Collected data:
┌────────

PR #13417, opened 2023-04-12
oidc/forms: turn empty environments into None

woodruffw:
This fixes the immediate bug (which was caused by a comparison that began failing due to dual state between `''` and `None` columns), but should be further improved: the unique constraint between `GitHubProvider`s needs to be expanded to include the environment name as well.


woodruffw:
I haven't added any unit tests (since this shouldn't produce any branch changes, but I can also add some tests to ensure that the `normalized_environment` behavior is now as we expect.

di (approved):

└────────

Instructions for the task:
Transcribe every entry, keeping each line exactly as it reads.

Answer to the exercise:
PR #13417, opened 2023-04-12
oidc/forms: turn empty environments into None

woodruffw:
This fixes the immediate bug (which was caused by a comparison that began failing due to dual state between `''` and `None` columns), but should be further improved: the unique constraint between `GitHubProvider`s needs to be expanded to include the environment name as well.


woodruffw:
I haven't added any unit tests (since this shouldn't produce any branch changes, but I can also add some tests to ensure that the `normalized_environment` behavior is now as we expect.

di (approved):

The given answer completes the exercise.